### RECORDS FOR THE TASK

━━━━━━━━

PR #569, opened 2024-03-01
[JBEAP-26296] Allow specifying --repositories …

ChristinaDsl:
https://issues.redhat.com/browse/JBEAP-26296


spyrkob (changes requested):
@ChristinaDsl that doesn't work, the local path has to be converted to an URL to be usable:

```
./prospero install --fpl org.wildfly.core:wildfly-core-galleon-pack:20.0.0.Beta3 \
  --manifest examples/wildfly-core-manifest.yaml --repositories test-repo \
  --dir installation-dir
Installing feature pack: org.wildfly.core:wildfly-core-galleon-pack:20.0.0.Beta3
Using channels:
# manifest: file:/Users/spyrkob/workspaces/set/prospero/prospero/examples/wildfly-core-manifest.yaml
  repositories:
    id: temp-repo-0
    url: test-repo



ERROR: The following artifacts could not be resolved: org.wildfly.core:wildfly-core-galleon-pack:zip:20.0.0.Beta3 (absent): Could not transfer artifact org.wildfly.core:wildfly-core-galleon-pack:zip:20.0.0.Beta3 from/to temp-repo-0 (test-repo): Cannot access test-repo with type default using the available connector factories: BasicRepositoryConnectorFactory
```

Also could you add unit tests to `RepositoryDefinitionTest` and an integration test to `org.wildfly.prospero.it.cli.InstallTest` to verify this change?

prospero-cli/src/test/java/org/wildfly/prospero/cli/RepositoryDefinitionTest.java
```diff
@@ -75,5 +92,35 @@ public void throwsErrorIfFormatIsIncorrect() throws Exception {
...
+    }
+
+    @Test
+    public void testCorrectRelativeOrAbsolutePathForFileURL() throws Exception {
+        try {
+            from(List.of("file:../repo"));
+            from(List.of(fileURL));
+            from(List.of("file://"+filePath));
+        } catch (Exception e) {
+            fail("Provided URL's absolute or relative path is not correct");
```
spyrkob, line 123: @ChristinaDsl you don't need to catch the exception. If it fails the test fails. Also you should check that the returned value is correct. The method might run without exception, but the returned value might be wrong

prospero-cli/src/test/java/org/wildfly/prospero/cli/RepositoryDefinitionTest.java
```diff
@@ -75,5 +92,48 @@ public void throwsErrorIfFormatIsIncorrect() throws Exception {
...
+        assertThrows(ArgumentParsingException.class, ()->from(List.of("file:/path/to/repo")));
+
+        assertThrows(ArgumentParsingException.class, ()->from(List.of(filePath)));
+
+        assertThrows(ArgumentParsingException.class, ()->from(List.of("file://../repo")));
+
+    }
+
+    @Test
+    public void testCorrectRelativeOrAbsolutePathForFileURL() throws Exception {
```
spyrkob, line 117: what about a relative path?

spyrkob (changes requested):

integration-tests/src/test/java/org/wildfly/prospero/it/cli/InstallTest.java
```diff
@@ -55,4 +59,26 @@ public void testInstallWithProvisionConfig() throws Exception {
...
+        MetadataTestUtils.prepareChannel(provisionConfig, List.of(manifestPath.toUri().toURL()));
+
+        install(provisionConfig, targetDir.toPath());
+
+        upgradeStreamInManifest(manifestPath, resolvedUpgradeArtifact);
+
+        final URL temporaryRepo = mockTemporaryRepo(true);
+
+        ExecutionUtils.prosperoExecution(CliConstants.Commands.UPDATE, CliConstants.Commands.PERFORM,
+                        CliConstants.REPOSITORIES, temporaryRepo.toString(),
```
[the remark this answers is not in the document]
ChristinaDsl: Thanks for your comment. This test is to verify that a local repo can be found and the update command is indeed working when an argument " --repositories" is passed along with the url of local repo. So, why should be a relative path here?

prospero-cli/src/test/java/org/wildfly/prospero/cli/RepositoryDefinitionTest.java
ChristinaDsl: The relative path is test in the first lines of this method with this url "file:../prospero-common"

spyrkob: That's a URI with relative path. A relative path would be `../prospero-common` on its own

integration-tests/src/test/java/org/wildfly/prospero/it/cli/InstallTest.java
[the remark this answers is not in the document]
spyrkob: There already are tests in `UpdateWithAdditionalRepositoryTest` that verify this use case. The new use case added in this issue should be that a user can pass a local path (e.g. `../test-repository` or `/home/user/test-repository`) as an argument for `--repositories`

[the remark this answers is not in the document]
ChristinaDsl: So check both for absolute and relative paths in the this method?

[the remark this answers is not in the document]
spyrkob: ideally yes, but relative path would be enough

prospero-cli/src/test/java/org/wildfly/prospero/cli/RepositoryDefinitionTest.java
spyrkob: I believe this verifies JBEAP-26295 as well so those are valid tests. Just adding some examples of paths will be enough.

prospero-cli/src/main/java/org/wildfly/prospero/cli/RepositoryDefinition.java
```diff
@@ -49,10 +55,22 @@ public static List<Repository> from(List<String> repos) throws ArgumentParsingEx
...
     private static boolean isValidUrl(String text) {
+        Path path;
+
         try {
-            new URL(text);
+            URL url = new URL(text);
+            if (text.startsWith("file://..")){
+                return false;
+            } else if (text.startsWith("file")){
+                if (Pattern.compile("/[A-Z]:").matcher(text).find()){
```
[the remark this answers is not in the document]
ChristinaDsl: It does not work on relative paths. In windows and file URLs Paths.get() throws error and in Linux relative path cannot be converted initially in URL.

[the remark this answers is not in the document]
spyrkob: OK thank you. Could you add this explanation in a comment in the code please?

prospero-cli/src/main/java/org/wildfly/prospero/cli/RepositoryDefinition.java
```diff
@@ -49,10 +55,22 @@ public static List<Repository> from(List<String> repos) throws ArgumentParsingEx
     }
 
     private static boolean isValidUrl(String text) {
+        Path path;
+
         try {
-            new URL(text);
+            URL url = new URL(text);
+            if (text.startsWith("file://..")){
+                return false;
```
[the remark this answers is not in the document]
ChristinaDsl: Of course

prospero-cli/src/main/java/org/wildfly/prospero/cli/RepositoryDefinition.java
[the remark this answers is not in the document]
ChristinaDsl: Of course

integration-tests/src/test/java/org/wildfly/prospero/it/cli/InstallTest.java
```diff
@@ -55,4 +55,28 @@ public void testInstallWithProvisionConfig() throws Exception {
...
+        MetadataTestUtils.copyManifest("manifests/wfcore-base.yaml", manifestPath);
+        MetadataTestUtils.prepareChannel(provisionConfig, List.of(manifestPath.toUri().toURL()));
+
+        install(provisionConfig, targetDir.toPath());
+
+        upgradeStreamInManifest(manifestPath, resolvedUpgradeArtifact);
+
+        final URL temporaryRepo = mockTemporaryRepo(true);
+
+        Path relativePath = Paths.get(System.getProperty("user.dir")).relativize(Path.of(Path.of(temporaryRepo.toURI()).toUri()));
```
spyrkob, line 72: The nested Path.of is not needed

integration-tests/src/test/java/org/wildfly/prospero/it/cli/InstallTest.java
```diff
@@ -55,4 +55,28 @@ public void testInstallWithProvisionConfig() throws Exception {
...
+
+        ExecutionUtils.prosperoExecution(CliConstants.Commands.UPDATE, CliConstants.Commands.PERFORM,
+                        CliConstants.REPOSITORIES, ".."+File.separator+"integration-tests"+File.separator+relativePath,
```
spyrkob, line 75: You can use Path.of(String...) to build the path instead of appending the strings.

Also, `relativePath` is already a relative path, so I don't think adding `../integration-tests" to it brings anything to the test. I'd keep it simple and just use the `relativePath` here

prospero-cli/src/main/java/org/wildfly/prospero/cli/CliMessages.java
```diff
@@ -418,6 +418,10 @@ default ArgumentParsingException invalidRepositoryDefinition(String repoKey) {
         return new ArgumentParsingException(format(bundle.getString("prospero.general.validation.repo_format"), repoKey));
     }
 
+    default ArgumentParsingException invalidFilePath(String repoKey) {
```
spyrkob, line 421: s/repoKey/path

prospero-cli/src/main/java/org/wildfly/prospero/cli/RepositoryDefinition.java
```diff
@@ -17,43 +17,93 @@
...
+import java.nio.file.Path;
+import java.nio.file.Paths;
 import java.util.ArrayList;
 import java.util.List;
+import java.util.regex.Pattern;
 
 public class RepositoryDefinition {
 
-    public static List<Repository> from(List<String> repos) throws ArgumentParsingException {
+    public static List<Repository> from(List<String> repos) throws ArgumentParsingException, MalformedURLException, URISyntaxException {
```
spyrkob, line 36: Can you catch the new exceptions and wrap them in ArgumentParsingException with an explanation message?

prospero-cli/src/main/java/org/wildfly/prospero/cli/RepositoryDefinition.java
```diff
@@ -17,43 +17,93 @@
...
+        }
+        if (!text.startsWith("file")) {
+            text = "file:" + text;
+        }
+        return new URL(text).toString();
+    }
+
+    private static boolean isValidUrl(String text) throws ArgumentParsingException {
+        if (text.startsWith("file://..")) {
+            Logger.getLogger("'file://../path/to/repo' is invalid as the format of file URL should be " +
```
spyrkob, line 72: Did you mean Logger.warn ?

prospero-cli/src/main/java/org/wildfly/prospero/cli/RepositoryDefinition.java
```diff
@@ -17,43 +17,93 @@
...
+            throw CliMessages.MESSAGES.invalidFilePath(path.toString());
+        }
+    }
+
+    /* Pattern command, exists in order to recognize Windows file paths properly.
+       For Windows systems, Path.of(Paths.get(url.toURI()).toString()) works correctly,
+       whereas for Linux, Paths.get(url.getPath()).toAbsolutePath() is more suitable. */
+    private static Path getPathFromURL(String text) throws MalformedURLException, URISyntaxException, ArgumentParsingException {
+        URL url = new URL(text);
+        if (Pattern.compile("/[A-Z]:").matcher(text).find()) {
```
spyrkob, line 103: That's not going to correct, e.g. in Linux it's possible to create a folder with name `A:`

integration-tests/src/test/java/org/wildfly/prospero/it/cli/InstallTest.java
spyrkob: `target/folder1/folder2` is a relative path. An absolute path starts with root directory (e.g. `/home/jboss/` on linux or `C:\Users\jboss` on Windows). A relative path doesn't have a root folder and is relative to the current folder (e.g. `target/foo` is relative because it depends on where the user is)

prospero-cli/src/main/java/org/wildfly/prospero/cli/RepositoryDefinition.java
```diff
@@ -56,4 +69,31 @@ private static boolean isValidUrl(String text) {
             return false;
         }
     }
+
+    public static URI getAbsoluteFileURI(String text) throws ArgumentParsingException, URISyntaxException {
```
iweiss, line 73: Same as above.

prospero-cli/src/main/java/org/wildfly/prospero/cli/RepositoryDefinition.java
```diff
@@ -56,4 +69,31 @@ private static boolean isValidUrl(String text) {
...
+        String path;
+        path = getPath(text);
```
iweiss, line 75: Why is the assignment on a separate line?

prospero-cli/src/test/java/org/wildfly/prospero/cli/commands/InstallCommandTest.java
```diff
@@ -241,37 +241,45 @@ public void provisionConfigAndChannelSet() throws IOException {
     @Test
     public void provisionConfigAndRemoteRepoSet() throws Exception {
         Path channelsFile = temporaryFolder.newFile().toPath();
+
+        File test = temporaryFolder.newFolder();
+        String testURL = test.toURI().toURL().toString();
```
iweiss, line 246: Why converting to URI, then to URL and then to String?

prospero-cli/src/test/java/org/wildfly/prospero/cli/commands/InstallCommandTest.java
```diff
@@ -241,37 +241,45 @@ public void provisionConfigAndChannelSet() throws IOException {
...
     }
 
     @SuppressWarnings("unchecked")
     @Test
     public void passShadowRepositories() throws Exception {
         Path channelsFile = temporaryFolder.newFile().toPath();
+
+        File test = temporaryFolder.newFolder();
+        String testURL = test.toURI().toURL().toString();
+
```
iweiss, line 269: Same as above

prospero-cli/src/test/java/org/wildfly/prospero/cli/commands/InstallCommandTest.java
```diff
@@ -241,37 +241,45 @@ public void provisionConfigAndChannelSet() throws IOException {
     @Test
     public void provisionConfigAndRemoteRepoSet() throws Exception {
         Path channelsFile = temporaryFolder.newFile().toPath();
+
+        File test = temporaryFolder.newFolder();
```
iweiss, line 245: Variable could have a more descriptive name

prospero-cli/src/test/java/org/wildfly/prospero/cli/commands/InstallCommandTest.java
```diff
@@ -241,37 +241,45 @@ public void provisionConfigAndChannelSet() throws IOException {
...
-                .containsOnly("file:/test");
+                .containsOnly(testURL);
     }
 
     @SuppressWarnings("unchecked")
     @Test
     public void passShadowRepositories() throws Exception {
         Path channelsFile = temporaryFolder.newFile().toPath();
+
+        File test = temporaryFolder.newFolder();
```
iweiss, line 267: Variable could have a more descriptive name

prospero-cli/src/main/java/org/wildfly/prospero/cli/RepositoryDefinition.java
```diff
@@ -56,4 +69,31 @@ private static boolean isValidUrl(String text) {
...
+        File file = new File(path);
```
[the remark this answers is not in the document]
ChristinaDsl: If file does not exist, the error message should include the path, so it is used in more than one line.

prospero-cli/src/main/java/org/wildfly/prospero/cli/RepositoryDefinition.java
ChristinaDsl: I will fix this

prospero-cli/src/main/java/org/wildfly/prospero/cli/RepositoryDefinition.java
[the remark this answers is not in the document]
iweiss: Do you mean, `throw CliMessages.MESSAGES.invalidFilePath(path);`? If so, you are already using `path` instead of `file`.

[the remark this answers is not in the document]
ChristinaDsl: What do you mean?
file is also used in two lines,
if (file.exists()) {
return file.toURI();

it that is your point..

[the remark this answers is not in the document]
iweiss: My point is that you don't need to create a new variable for the single purpose, `path`, to be used as a parameter for `getPath()` and then used to create a `File` object. You can simplify it with `File file = new File(getPath(text));` for example.

prospero-cli/src/main/java/org/wildfly/prospero/cli/RepositoryDefinition.java
```diff
@@ -56,4 +69,31 @@ private static boolean isValidUrl(String text) {
...
+        if (file.exists()) {
+            return file.toURI();
+        } else {
+            throw CliMessages.MESSAGES.invalidFilePath(path);
+        }
+    }
+
+    public static String getPath(String text) throws URISyntaxException {
+        if (text.startsWith("file")) {
```
iweiss, line 85: I think this should be `file:` to make sure the user is inputting a URI and not a file named `file_dir` for example

prospero-cli/src/main/java/org/wildfly/prospero/cli/RepositoryDefinition.java
```diff
@@ -17,32 +17,45 @@
...
 
+    private static final Logger logger = Logger.getLogger(RepositoryDefinition.class.getName());
+
     public static List<Repository> from(List<String> repos) throws ArgumentParsingException {
         ArrayList<Repository> repositories = new ArrayList<>(repos.size());
         for (int i = 0; i < repos.size(); i++) {
-            final String text = repos.get(i);
-            if(text.contains("::")) {
-                final String[] parts = text.split("::");
+            String repoName = repos.get(i);
```
spyrkob, line 40: nitpick - the `repoName` variable name is a bit misleading - the string can either contain repoName::repoLocation or just repoLocation

prospero-cli/src/main/java/org/wildfly/prospero/cli/RepositoryDefinition.java
```diff
@@ -17,32 +17,45 @@
...
                 if (parts.length != 2 || parts[0].isEmpty() || parts[1].isEmpty() || !isValidUrl(parts[1])) {
-                    throw CliMessages.MESSAGES.invalidRepositoryDefinition(text);
+                    throw CliMessages.MESSAGES.invalidRepositoryDefinition(repoName);
                 }
-
                 repositories.add(new Repository(parts[0], parts[1]));
             } else {
-                if (!isValidUrl(text)) {
-                    throw CliMessages.MESSAGES.invalidRepositoryDefinition(text);
+                if (!repoName.startsWith("http") && !repoName.isEmpty()) {
```
spyrkob, line 48: should check if it starts with either `http://` or `https://`.

prospero-cli/src/main/java/org/wildfly/prospero/cli/RepositoryDefinition.java
```diff
@@ -56,4 +69,29 @@ private static boolean isValidUrl(String text) {
...
+            throw CliMessages.MESSAGES.invalidFilePath(repoName);
+        }
+    }
+
+    public static String getPath(String repoName) throws URISyntaxException {
+        if (repoName.startsWith("file:")) {
+            URI inputUri = new URI(repoName);
+            if (inputUri.getScheme().equals("file") &&
+                    !inputUri.getSchemeSpecificPart().startsWith("/")) {
+                inputUri = new URI(("file:/" +
```
spyrkob, line 87: IIUC at this point this is a relative URI. In which case Path.of(inputUri.getSchemeSpecificPart()).toAbsolutePath() should be all you need to get the absolute path

spyrkob: Also this already creates the Path from the URI, why does it need to be converted back to URI and then again to Path?

prospero-cli/src/main/java/org/wildfly/prospero/cli/commands/AbstractInstallCommand.java
```diff
@@ -100,7 +102,7 @@ protected MavenOptions getMavenOptions() throws ArgumentParsingException {
         return mavenOptions.build();
     }
 
-    protected ProvisioningDefinition.Builder buildDefinition() throws MetadataException, NoChannelException, ArgumentParsingException {
+    protected ProvisioningDefinition.Builder buildDefinition() throws MetadataException, NoChannelException, ArgumentParsingException, MalformedURLException, URISyntaxException {
```
spyrkob, line 105: Those exceptions should be wrapped in ArgumentParsingException

spyrkob (changes requested):

prospero-cli/src/main/java/org/wildfly/prospero/cli/RepositoryDefinition.java
ChristinaDsl: if it starts with "https", it should be handled differently?

spyrkob: Both http and https should be treated the same - as web URLs. The difference is that `http://foo.bar` is an URL `http/foo/bar` is a path

spyrkob:
@ChristinaDsl please remove the `[installation-manager]` from commit description, and I think it'll be good to go.

spyrkob (approved):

━━━━━━━━

### TASK INSTRUCTIONS
What lines in the material above hold the string "isEmpty"? List them.

### WRITTEN SOLUTION
                 if (parts.length != 2 || parts[0].isEmpty() || parts[1].isEmpty() || !isValidUrl(parts[1])) {
+                if (!repoName.startsWith("http") && !repoName.isEmpty()) {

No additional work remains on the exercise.